I also love that there's a progression within the chorus. The first is standard boilerplate: "Bless this day, pinnacle of life! Husband joined to wife!" The second is far bleaker, while keeping the pretty choir-of-angels sound (and the discord is a source of humor). "Bless this day, tragedy of life! Husband yoked to wife..." And then the last hits the nail on the head: "Bless this bride, totally insane! Slipping down the drain..." And then--a third plane: Paul seems fully at peace. "One more thing, softly said. With this ring, I thee wed..." And then I always loved that the show had the courage to make Amy walk away; this was shocking to me. It seemed unconventional for Broadway--the Broadway that I had grown up on.

The other thing I enjoyed in this song--in adolescence: Amy is fleeing not because of reservations about Paul. She's leaving because of her own inner issues. "I wouldn't ruin anyone as wonderful as he is." Not to beat a dead horse, but: What a wake-up call! To hear these fine dissections of madness in verse! Poetry and most novels didn't often speak to me in my teen years, but Sondheim really, really did. How I studied the cover of the revival album! So many important names: LaChanze, Veanne Cox (later to make a splash in "Caroline, Or Change"), Boyd Gaines, who is sort of unobtrusive and quiet, but who has won basically more Tony Awards than anyone who isn't Audra McDonald. (Do you want a litmus test for determining whether someone has more than entry-level knowledge of Broadway history?
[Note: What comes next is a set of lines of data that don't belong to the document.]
Issue #2909, opened 2020-11-17
Error while creating Expo build through managed work flow


lraghavantrinet:
## Description

I use Expo's managed workflow to create builds. Am currently on Expo 38. Expo cli version: 3.28.5.
When I create the build, I get this error:
Build queued...Cannot read property 'status' of undefined

## Expected Behavior

No Error should be thrown and the download link for the ipa/apk should be shown.

## Observed Behavior

An error is thrown and download link is not displayed.
```
Build queued...Cannot read property 'status' of undefined
TypeError: Cannot read property 'status' of undefined
    at IOSBuilder.wait (/usr/local/lib/node_modules/expo-cli/src/commands/build/BaseBuilder.ts:304:19)
    at runMicrotasks (<anonymous>)
    at processTicksAndRejections (internal/process/task_queues.js:93:5)
    at IOSBuilder.build (/usr/local/lib/node_modules/expo-cli/src/commands/build/BaseBuilder.ts:381:28)
    at IOSBuilder.run (/usr/local/lib/node_modules/expo-cli/src/commands/build/ios/IOSBuilder.ts:68:5)
    at IOSBuilder.command (/usr/local/lib/node_modules/expo-cli/src/commands/build/BaseBuilder.ts:39:7)
    at Command.<anonymous> (/usr/local/lib/node_modules/expo-cli/src/exp.ts:332:7)
```

## Environment

 Expo CLI 3.28.5 environment info:
    System:
      OS: macOS 10.15.7
      Shell: 3.2.57 - /bin/bash
    Binaries:
      Node: 12.13.0 - /usr/local/bin/node
      Yarn: 1.22.4 - /usr/local/bin/yarn
      npm: 6.14.5 - /usr/local/bin/npm
    Managers:
      CocoaPods: 1.9.3 - /usr/local/bin/pod
    SDKs:
      iOS SDK:
        Platforms: iOS 13.7, DriverKit 19.0, macOS 10.15, tvOS 13.4, watchOS 6.2
      Android SDK:
        API Levels: 29
        Build Tools: 29.0.2
        System Images: android-25 | Google Play Intel x86 Atom, android-26 | Google APIs Intel x86 Atom, android-27 | Google APIs Intel x86 Atom, android-29 | Google APIs Intel x86 Atom
    IDEs:
      Android Studio: 3.5 AI-191.8026.42.35.5977832
      Xcode: 11.7/11E801a - /usr/bin/xcodebuild
    npmPackages:
[...]

PR #2912, opened 2020-11-18
Handle undefined build job more gracefully

EvanBacon:
- related https://github.com/expo/expo-cli/issues/2909


dsokal (changes requested):
~With your changes, Expo CLI will throw an error if the build doesn't finish after 3 minutes (5 * 30 seconds). This is not expected behavior. Maybe just surround the switch with `if (job)`. This should do the trick.~

dsokal (approved):
Never mind. It'll only fail when the build job record is still not created after 3 minutes (which is a weird case).

wkozyra95 (approved):

Issue #2012, opened 2020-04-27
Web favicon images are blurry


EvanBacon:
maybe the order of the .ico is being generated wrong, making the 16x16 the main image

EvanBacon:
Fixed in 0.12.2

oguzgelal:
Hey @EvanBacon, favicons still seems to be blurry. Here's the icon I'm providing in app.json, and how it's turns out after deploy:

![wk4](https://user-images.githubusercontent.com/2817993/81487677-32843280-9268-11ea-8ed4-406e3bfd4c52.png)

<img width="68" alt="Screen Shot 2020-05-10 at 2 46 12 AM" src="https://user-images.githubusercontent.com/2817993/81487699-7840fb00-9268-11ea-9a16-7d98be46615e.png">

andordavoti:
I have the same issue with all my projects

barnu5:
Still having this issue as well

PR #2914, opened 2020-11-18
[image-utils] Fix blurry web favicon

MrHertal:
Web favicon is blurry, it has been reported in https://github.com/expo/expo-cli/issues/2012, which is closed but problem is still here.

I checked code and notice an error when icons are resized.
Jimp [resize method](https://github.com/oliver-moran/jimp/tree/master/packages/plugin-resize#usage) is mutable, so images were all 16x16.

### DIFF
--- a/packages/image-utils/src/jimp.ts
+++ b/packages/image-utils/src/jimp.ts
@@ -19,6 +19,7 @@ export async function resizeBufferAsync(buffer: Buffer, sizes: number[]): Promis
   return Promise.all(
     sizes.map(async size => {
       // Parse the buffer each time to prevent mutable copies.
+      // Parse the buffer each time to prevent mutable copies.
       const jimpImage = await Jimp.read(buffer);
       const mime = jimpImage.getMIME();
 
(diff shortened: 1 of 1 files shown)


packages/image-utils/src/jimp.ts
```diff
@@ -16,9 +16,14 @@ type JimpGlobalOptions = Omit<SharpGlobalOptions, 'input'> & {
 };
 
 export async function resizeBufferAsync(buffer: Buffer, sizes: number[]): Promise<Buffer[]> {
-  const jimpImage = await Jimp.read(buffer);
-  const mime = jimpImage.getMIME();
-  return Promise.all(sizes.map(size => jimpImage.resize(size, size).getBufferAsync(mime)));
+  return Promise.all(
+    sizes.map(async size => {
+      const jimpImage = await Jimp.read(buffer);
```
EvanBacon, line 21:
```suggestion
      // Parse the buffer each time to prevent mutable copies.
      const jimpImage = await Jimp.read(buffer);
```

EvanBacon (approved):
Looks fine, thanks!

PR #2918, opened 2020-11-18
[package-manager] Fix repo update

kevinnguy:
When running `npx pod-install` throws an error, `stderr` return as an empty string, which does not run `pod repo update`.   We don't know if `stderr` throws because of `pod repo update` so we'll assume that we need to repo update by running `pod install --repo-update`. If that fails, then we can throw the error.

### DIFF
--- a/packages/package-manager/src/CocoaPodsPackageManager.ts
+++ b/packages/package-manager/src/CocoaPodsPackageManager.ts
@@ -160,27 +160,13 @@ export class CocoaPodsPackageManager implements PackageManager {
     });
   }
 
-  private async _installAsync(shouldUpdate: boolean = true): Promise<void> {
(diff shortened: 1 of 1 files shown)


EvanBacon:
Seems like if `pod install` throws any kind of error (like syntax error in the podfile) it'll respond by running `pod repo update` now 🤔 that doesn't seem optimal.

kevinnguy:
> if pod install throws any kind of error (like syntax error in the podfile) it'll respond by running pod repo update

That is true but the current implementation doesn't work even if there is an error because `stderr` is returning an empty string. I can look into why stderr is returning an empty string in the first place.

EvanBacon:
closing, feel free to reopen with more changes

PR #2938, opened 2020-11-24
Update --dev-client for new requirements

brentvatne:
- ~Should work without having the `expo` package installed.~ We will require that developers either set an SDK version or install the `expo` package (as a regular dependency or dev dependency) to use expo-dev-launcher.
- Should deep link into the app using the url format: `myscheme://expo-development-client/?url=url-encoded-path-to-app-manifest` ([described on Notion](https://www.notion.so/expo/Deep-Linking-URL-Format-for-Development-Clients-b721472abba0426ea1e747c3718aaf4a)).

### TODO

- [x] Write tests
- [x] Follow up on other TODOs included in the diff

### DIFF
--- a/packages/dev-tools/__mocks__/@expo/xdl.js
+++ b/packages/dev-tools/__mocks__/@expo/xdl.js
@@ -1,6 +1,9 @@
 const xdl = jest.genMockFromModule('@expo/xdl');
 
 xdl.UrlUtils = {
+  constructDeepLinkAsync(projectDir) {
+    return this.constructManifestUrlAsync(projectDir);
+  },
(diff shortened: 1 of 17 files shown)


tcdavis:
Basic behaviour all looks great to me, thanks!
- Would be nice to add a line saying "You will need to rebuild your development client if you choose to add a common scheme." if --dev-client cannot find a common scheme and suggests the user adds it with npx uri-sheme
- Users need the address of the bundler to use the dev client on a simulator.  The URL the QR code represents is not very useful,  other than knowing what the QR code encodes.  I'd propose just replacing the displayed URL with the bundler URL.

PR #2958, opened 2020-11-26
Enable notifications by default

EvanBacon:
- ejected projects have notifications by default so our template should come with notifications enabled by default too. Without this iTunes warns about a binary issue: `ITMS-90078: Missing Push Notification Entitlement`
- wasn't sure if we should do development or production by default but it seems we use development in the Expo client, and Xcode defaults to development.


brentvatne (approved):
xcode will automatically set it to production when you do a release archive, so this should be sufficient

PR #2962, opened 2020-11-27
[config-types] feat: add android.applicationId

bbarthec:
Decouple `android.applicationId` from `android.package` as these properties could be provided separately.

Followup of https://github.com/expo/universe/pull/6487


bbarthec:
@EvanBacon, as we're migrating to EAS there's no point in adding `android.applicationId` to the old build system and related items  👀

PR #2965, opened 2020-11-27
Created withRunOnce

EvanBacon:
- When we start migrating users from unversioned config plugins to versioned config plugins, we'll need a way to prevent running plugins more than once.
- Initially a user will eject, see a deprecation warning about an unversioned feature, maybe resolve the issue by adding a static plugin for a package like `expo-facebook`,  then run `expo eject` again. 
  - Without a way to track that `expo-facebook` has already been run, expo-cli would just run the unversioned legacy plugin again.
  - Now our versioned plugins can import the `History` interface, or the `withRunOnce` plugin to prevent unversioned plugins from running.
    - Note: User plugins run before Expo built-in plugins.
- Uses the new `_internal.pluginHistory` to track plugin history.

# Test Plan

- Wrote some unit tests


packages/config-plugins/src/utils/history.ts
```diff
@@ -0,0 +1,36 @@
...
+  name: string;
+  version: string;
+  platform?: ModPlatform;
+};
+
+export function getHistoryItem(
+  config: Pick<ExpoConfig, 'extra'>,
+  name: string
+): PluginHistoryItem | null {
+  return config.extra?._pluginHistory?.[name] ?? null;
```
brentvatne, line 15: `extra` is meant for users to add additional fields to make available to their app at runtime. we should move this to a new field like `_internal`

brentvatne: or maybe `.expo` if this is intended to be persistent across runs

PR #2967, opened 2020-11-27
[cli] Make it possible to run expo upgrade with beta release prior to setting flag

brentvatne:
This is useful so we can easily test standalone app builds on existing apps without needing to manually update deps or make the beta release publicly available through documented mechanisms.

Screen Shot 2020-11-27 at 2 14 18 PM

### DIFF
--- a/packages/expo-cli/src/commands/upgrade.ts
+++ b/packages/expo-cli/src/commands/upgrade.ts
@@ -12,6 +12,7 @@ import ora from 'ora';
 import semver from 'semver';
 import terminalLink from 'terminal-link';
 
+import CommandError from '../CommandError';
 import log from '../log';
 import { confirmAsync, selectAsync } from '../prompts';
 import { findProjectRootAsync } from './utils/ProjectUtils';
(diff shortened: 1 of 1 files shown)


packages/expo-cli/src/commands/upgrade.ts
```diff
@@ -465,21 +466,32 @@ export async function upgradeAsync(
...
+        (val, acc) => Math.min(val, acc),
+        sdkVersionNumbers[0]
+      );
+      const maxSdkVersion = sdkVersionNumbers.reduce(
+        (val, acc) => Math.max(val, acc),
+        sdkVersionNumbers[0]
+      );
+      throw new CommandError(
+        `You provided the target SDK version value of ${targetSdkVersionString}, which does not seem to exist.\n` +
+          `Valid SDK versions are in the range of ${minSdkVersion}.0.0 to ${maxSdkVersion}.0.0.`
```
brentvatne, line 493: printing a range here because providing a list of SDK versions makes the error hard to read and will be even harder to read over time. might want to generalize to other places where we do the same thing

packages/expo-cli/src/commands/upgrade.ts
```diff
@@ -704,9 +719,15 @@ ${chalk.gray(`${upgradeHelperUrl}?from=${previousReactNativeVersion}&to=${newRea
     );
     log(chalk.bold(targetSdkVersion.releaseNoteUrl));
   } else {
-    log.gray(
-      `Unable to find release notes for ${targetSdkVersionString}, please try to find them on https://blog.expo.io to learn more about other potentially important upgrade steps and breaking changes.`
-    );
+    if (getenv.boolish('EXPO_BETA', false)) {
+      log.gray(
+        `Release notes are not available for beta releases. Please refer to the CHANGELOG: https://github.com/expo/expo/blob/master/CHANGELOG.md.`
```
brentvatne, line 724: provide changelog rather than release notes when upgrading to beta release

packages/expo-cli/src/commands/upgrade.ts
```diff
@@ -465,21 +466,32 @@ export async function upgradeAsync(
...
+    // return the beta version, even with the EXPO_BETA flag set.
+    if (getenv.boolish('EXPO_BETA', false)) {
+      const allSdkVersions = await Versions.sdkVersionsAsync();
+      targetSdkVersion = allSdkVersions[targetSdkVersionString];
+    }
 
-      if (!answer) {
-        return;
-      }
+    // If we still don't have a version, even after searching through unreleased versions
```
brentvatne, line 478: this changes existing behavior on `expo upgrade` for unknown sdk versions. these would not actually work anyways, so just actually bail out instead

PR #3014, opened 2020-12-10
Remove last call to intercomHash endpoint

ide:
Why: This endpoint is otherwise unused; remove the last caller so we can remove it from www.

How: I replaced the endpoint with the `auth/userInfo` endpoint, which is still used and suffices for this test.

Test Plan: Ran `yarn integration-tests` in XDL after removing `.skip` from `UserSessions-test.ts`.


fson (approved):
👍

PR #3020, opened 2020-12-11
[expo-cli] Remove fs-extra from @expo/config and @expo/json-file

fson:
`fs-extra` is used in quite a lot of packages and therefore it's easy to end up many versions of it. We have previously tried to avoid this by making all our packages use the same version (#2190), but with packages spread across many repos and new packages added all the time, this is a losing battle. For example, `eas-cli` pulls in 7 copies of `fs-extra`:
```
% du -h $(dirname $(realpath $(which eas)))/../node_modules | egrep fs-extra$
228K	{...}/eas-cli/bin/../node_modules/@react-native-community/cli-platform-android/node_modules/fs-extra
220K	{...}/eas-cli/bin/../node_modules/fs-extra
228K	{...}/eas-cli/bin/../node_modules/@oclif/errors/node_modules/fs-extra
220K	{...}/eas-cli/bin/../node_modules/@expo/json-file/node_modules/fs-extra
220K	{...}/eas-cli/bin/../node_modules/@expo/config/node_modules/fs-extra
220K	{...}/eas-cli/bin/../node_modules/@expo/image-utils/node_modules/fs-extra
220K	{...}/eas-cli/bin/../node_modules/@expo/config-plugins/node_modules/fs-extra
```
**This PR removes support for Node.js v10 LTS** and makes the `@expo/config` and `@expo/json-file` packages use the built-in `fs.promises` APIs instead of the `fs-extra` package. (Node.js v10 is not supported because using these APIs in v10 results in a warning `ExperimentalWarning: The fs.promises API is experimental` printed in the console.)


CHANGELOG.md
```diff
@@ -6,10 +6,10 @@ This is the log of notable changes to Expo CLI and related packages.
 
 ### 🛠 Breaking changes
 
+- [expo-cli] Remove support for Node.js v10
```
EvanBacon, line 9:
```suggestion
- [expo-cli] Drop support for Node.js v10
```

CHANGELOG.md
```diff
@@ -18,7 +18,7 @@ This is the log of notable changes to Expo CLI and related packages.
 
 - [cli][xdl] Clear versions cache when running expo upgrade, to be safe
 - [config] fix mod serialization ([#3008](https://github.com/expo/expo-cli/issues/3008))
-- [config-plugins] use env variable for debug when _internal isn't defined ([#3011](https://github.com/expo/expo-cli/issues/3011))
+- [config-plugins] use env variable for debug when \_internal isn't defined ([#3011](https://github.com/expo/expo-cli/issues/3011))
```
EvanBacon, line 21:
```suggestion
- [config-plugins] use env variable for debug when `_internal` isn't defined ([#3011](https://github.com/expo/expo-cli/issues/3011))
```

CHANGELOG.md
```diff
@@ -150,7 +150,7 @@ This is the log of notable changes to Expo CLI and related packages.
 
 ### 🎉 New features
 
-- [config] fill _internal object ([#2968](https://github.com/expo/expo-cli/issues/2968))
+- [config] fill \_internal object ([#2968](https://github.com/expo/expo-cli/issues/2968))
```
EvanBacon, line 153:
```suggestion
- [config] fill `_internal` object ([#2968](https://github.com/expo/expo-cli/issues/2968))
```

packages/json-file/src/JsonFile.ts
```diff
@@ -212,7 +212,7 @@ async function writeAsync<TJSONObject extends JSONObject>(
   options?: Options<TJSONObject>
 ): Promise<TJSONObject> {
   if (options?.ensureDir) {
-    await mkdirp(path.dirname(file));
+    await fs.promises.mkdir(path.dirname(file), { recursive: true });
```
EvanBacon, line 215: `ensureDir` ?

EvanBacon (approved):
Looks fine

EvanBacon (changes requested):
actually looks like the tests are failing cuz this change

packages/json-file/src/JsonFile.ts
fson: Nah, that's an alias that only exists in `fs-extra`. I want [`fs.promises.mkdir`](https://nodejs.org/api/fs.html#fs_fspromises_mkdir_path_options), so `fs-extra` is no longer needed.

fson:
Yeah, I forgot to change one `await fsExtra.readFile(path)` call, which is why the test was failing. `fs.readFile` takes a callback, `fs.promises.readFile` returns a promise.

EvanBacon:
I guess we should probably wait until the end of node 10 maintenance on May 1st to prevent getting a bunch of issues regarding our partial LTS support.

brentvatne:
Agree with @EvanBacon that we should hold off on dropping Node 10 support until it's no longer in LTS. Right now our docs indicate that we support LTS versions of Node, and I think our instructions would be complicated quite a bit by needing to clarify further which specific LTS versions.

fson:
Here's the [Node.js Release Schedule](https://github.com/nodejs/Release/blob/bd541f09877bb4ff4350c4ab05691a904d67611e/README.md#release-schedule):

| Release  | Status              | Codename    |Initial Release | Active LTS Start | Maintenance Start | End-of-life               |
| :--:     | :---:               | :---:       | :---:          | :---:            | :---:             | :---:                     |
| 10.x | **Maintenance**     | Dubnium | 2018-04-24     | 2018-10-30       | 2020-05-19        | 2021-04-30                |
| 12.x | **Maintenance**     | Erbium  | 2019-04-23     | 2019-10-21       | 2020-11-30        | 2022-04-30                |
| 14.x | **Active LTS**      | Fermium | 2020-04-21     | 2020-10-27       | 2021-10-19        | April 2023                |
| 15.x     | **Current**         |             | 2020-10-20     | -                | 2021-04-01        | 2021-06-01                |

Use the words "Boyd Gaines.")

When it wasn't "Company," it was Audra McDonald's wacky debut CD that would fill my ears. Do you remember this? Audra--savior of musical theater, and of America, generally--chose to try on some weird hats for her first solo outing. No Gershwin. No Richard Rodgers. She sang dark, sometimes tuneless songs by struggling off-Broadway composers, unknown to the entire country, more or less. One was about a lynching. Another tackled abortion; the young lady observed her surroundings in the clinic. "There's a vintage ad for Jell-O on the wall--real quaint. " At other times, Audra tackled the inequality of the sexes: "We are bartered and traded, along with cattle and cotton. We have to be beautiful. And it helps to have a dowry of some kind!" And then, in the thrilling climax, Audra discussed suicide: "And everywhere good men contrive....good reasons not to be alive..." I'd listen with my headphones, or with my boom box, arms flung out, overwhelmed by the exquisite sadness. For her follow-up, Audra cast herself as a miner trapped underground; her foot was lodged permanently under a rock, and as she considered the unpleasantness of dying slowly from starvation, the violins swelled, various yodel-ish sounds trickled in. I had very few friends. These were years sixteen to eighteen.